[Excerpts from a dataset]

---*---

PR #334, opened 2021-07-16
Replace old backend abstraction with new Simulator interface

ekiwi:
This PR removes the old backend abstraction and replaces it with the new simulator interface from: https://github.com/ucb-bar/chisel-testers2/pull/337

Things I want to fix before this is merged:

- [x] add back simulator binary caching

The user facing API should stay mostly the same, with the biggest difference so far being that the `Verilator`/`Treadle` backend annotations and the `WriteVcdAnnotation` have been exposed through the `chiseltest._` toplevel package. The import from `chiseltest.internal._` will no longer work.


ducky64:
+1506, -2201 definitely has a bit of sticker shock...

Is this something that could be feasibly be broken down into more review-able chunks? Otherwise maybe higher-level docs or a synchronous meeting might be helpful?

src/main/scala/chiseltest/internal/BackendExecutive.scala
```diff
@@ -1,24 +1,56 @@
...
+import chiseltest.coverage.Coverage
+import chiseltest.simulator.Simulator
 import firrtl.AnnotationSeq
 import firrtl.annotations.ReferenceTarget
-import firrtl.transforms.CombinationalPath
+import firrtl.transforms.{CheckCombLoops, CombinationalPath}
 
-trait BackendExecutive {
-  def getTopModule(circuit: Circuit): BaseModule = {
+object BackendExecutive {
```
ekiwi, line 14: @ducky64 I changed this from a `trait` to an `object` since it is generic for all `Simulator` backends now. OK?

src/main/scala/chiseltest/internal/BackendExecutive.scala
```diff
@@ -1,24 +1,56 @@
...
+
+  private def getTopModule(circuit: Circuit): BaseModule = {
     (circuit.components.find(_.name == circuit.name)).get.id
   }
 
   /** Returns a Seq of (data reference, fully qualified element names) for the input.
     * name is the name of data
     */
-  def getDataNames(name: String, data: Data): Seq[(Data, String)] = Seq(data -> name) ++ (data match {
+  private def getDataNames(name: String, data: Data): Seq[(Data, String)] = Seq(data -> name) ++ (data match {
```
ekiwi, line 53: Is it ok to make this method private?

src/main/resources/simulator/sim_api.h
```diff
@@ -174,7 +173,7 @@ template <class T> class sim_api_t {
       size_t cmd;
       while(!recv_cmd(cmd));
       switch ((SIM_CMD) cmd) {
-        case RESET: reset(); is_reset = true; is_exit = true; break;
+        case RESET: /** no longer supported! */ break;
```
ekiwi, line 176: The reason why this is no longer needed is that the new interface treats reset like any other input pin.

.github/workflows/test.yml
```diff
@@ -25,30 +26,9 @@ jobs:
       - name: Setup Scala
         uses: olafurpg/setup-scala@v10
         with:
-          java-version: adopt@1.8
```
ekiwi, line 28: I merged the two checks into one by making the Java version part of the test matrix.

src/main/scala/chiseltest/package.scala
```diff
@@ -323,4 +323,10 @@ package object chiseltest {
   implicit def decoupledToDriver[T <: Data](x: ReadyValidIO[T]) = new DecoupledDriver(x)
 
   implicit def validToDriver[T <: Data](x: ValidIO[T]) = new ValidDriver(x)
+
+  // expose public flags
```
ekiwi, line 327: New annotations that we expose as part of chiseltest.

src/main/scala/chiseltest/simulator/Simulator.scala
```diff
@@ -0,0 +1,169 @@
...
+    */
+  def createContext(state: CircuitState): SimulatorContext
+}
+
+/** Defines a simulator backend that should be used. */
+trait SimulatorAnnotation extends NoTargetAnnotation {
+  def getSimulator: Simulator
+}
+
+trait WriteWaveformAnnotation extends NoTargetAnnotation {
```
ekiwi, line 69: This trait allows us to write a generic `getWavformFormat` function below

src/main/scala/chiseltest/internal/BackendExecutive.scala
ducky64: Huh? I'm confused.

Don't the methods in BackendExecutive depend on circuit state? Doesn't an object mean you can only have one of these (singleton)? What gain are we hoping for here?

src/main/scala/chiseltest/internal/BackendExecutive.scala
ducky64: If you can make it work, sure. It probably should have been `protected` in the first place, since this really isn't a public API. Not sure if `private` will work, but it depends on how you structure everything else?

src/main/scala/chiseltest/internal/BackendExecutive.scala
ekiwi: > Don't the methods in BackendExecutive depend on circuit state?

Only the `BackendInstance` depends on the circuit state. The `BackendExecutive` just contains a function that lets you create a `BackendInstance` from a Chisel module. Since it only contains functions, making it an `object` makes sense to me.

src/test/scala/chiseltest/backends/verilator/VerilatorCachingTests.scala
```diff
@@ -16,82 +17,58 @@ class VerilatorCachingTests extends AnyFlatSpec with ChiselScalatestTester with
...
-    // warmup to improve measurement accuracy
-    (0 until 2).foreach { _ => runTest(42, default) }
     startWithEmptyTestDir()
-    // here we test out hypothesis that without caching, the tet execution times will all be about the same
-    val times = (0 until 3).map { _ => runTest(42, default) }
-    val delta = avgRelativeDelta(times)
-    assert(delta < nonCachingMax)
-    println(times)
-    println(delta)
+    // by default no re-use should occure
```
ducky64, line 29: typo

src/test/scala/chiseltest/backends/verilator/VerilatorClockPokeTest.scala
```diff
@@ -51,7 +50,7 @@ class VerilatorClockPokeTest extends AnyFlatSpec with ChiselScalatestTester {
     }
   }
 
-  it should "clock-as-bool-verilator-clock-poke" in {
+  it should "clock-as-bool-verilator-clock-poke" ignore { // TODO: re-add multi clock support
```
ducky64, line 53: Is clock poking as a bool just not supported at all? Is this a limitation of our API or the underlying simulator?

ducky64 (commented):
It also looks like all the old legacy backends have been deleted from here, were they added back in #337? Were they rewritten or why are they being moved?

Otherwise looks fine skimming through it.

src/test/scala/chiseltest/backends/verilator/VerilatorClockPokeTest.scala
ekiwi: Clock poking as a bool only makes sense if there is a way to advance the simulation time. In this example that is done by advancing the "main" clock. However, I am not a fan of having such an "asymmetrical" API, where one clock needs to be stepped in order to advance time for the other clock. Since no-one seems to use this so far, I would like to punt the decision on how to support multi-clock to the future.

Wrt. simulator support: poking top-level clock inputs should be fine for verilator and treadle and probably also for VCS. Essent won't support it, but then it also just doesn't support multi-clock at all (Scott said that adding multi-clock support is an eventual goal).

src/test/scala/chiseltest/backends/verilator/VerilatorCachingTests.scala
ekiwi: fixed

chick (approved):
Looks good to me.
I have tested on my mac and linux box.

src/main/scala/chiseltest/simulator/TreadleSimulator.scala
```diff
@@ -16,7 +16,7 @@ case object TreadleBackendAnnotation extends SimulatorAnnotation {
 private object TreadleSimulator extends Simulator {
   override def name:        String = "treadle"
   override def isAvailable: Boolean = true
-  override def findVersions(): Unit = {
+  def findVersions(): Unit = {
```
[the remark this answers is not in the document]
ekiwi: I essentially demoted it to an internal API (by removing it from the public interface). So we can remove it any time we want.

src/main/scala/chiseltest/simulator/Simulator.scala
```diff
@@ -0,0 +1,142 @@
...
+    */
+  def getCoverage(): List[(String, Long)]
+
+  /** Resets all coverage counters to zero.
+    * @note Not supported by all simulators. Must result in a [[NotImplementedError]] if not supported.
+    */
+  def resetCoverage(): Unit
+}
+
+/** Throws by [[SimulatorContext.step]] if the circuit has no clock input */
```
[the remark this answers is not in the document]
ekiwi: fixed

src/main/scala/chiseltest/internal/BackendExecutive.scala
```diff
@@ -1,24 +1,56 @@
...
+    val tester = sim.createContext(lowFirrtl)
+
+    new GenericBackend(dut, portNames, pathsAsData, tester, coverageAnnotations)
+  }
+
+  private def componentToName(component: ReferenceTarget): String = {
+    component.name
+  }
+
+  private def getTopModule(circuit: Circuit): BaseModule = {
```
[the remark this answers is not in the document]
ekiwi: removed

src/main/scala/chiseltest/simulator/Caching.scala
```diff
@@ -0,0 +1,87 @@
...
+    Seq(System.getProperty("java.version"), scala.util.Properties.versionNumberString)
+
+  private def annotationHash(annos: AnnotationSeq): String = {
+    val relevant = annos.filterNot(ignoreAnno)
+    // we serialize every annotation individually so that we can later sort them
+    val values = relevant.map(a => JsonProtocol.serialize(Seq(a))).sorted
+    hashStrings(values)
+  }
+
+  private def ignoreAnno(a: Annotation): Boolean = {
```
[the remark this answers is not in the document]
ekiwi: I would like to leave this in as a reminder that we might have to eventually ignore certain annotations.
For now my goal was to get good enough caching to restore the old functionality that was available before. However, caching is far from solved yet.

---*---

→ **WHAT YOU WILL DO**
Scan the entries above for the word "implicit". Report the lines that hold it.

→ **ANSWER FOR THE TASK**
   implicit def decoupledToDriver[T <: Data](x: ReadyValidIO[T]) = new DecoupledDriver(x)
   implicit def validToDriver[T <: Data](x: ValidIO[T]) = new ValidDriver(x)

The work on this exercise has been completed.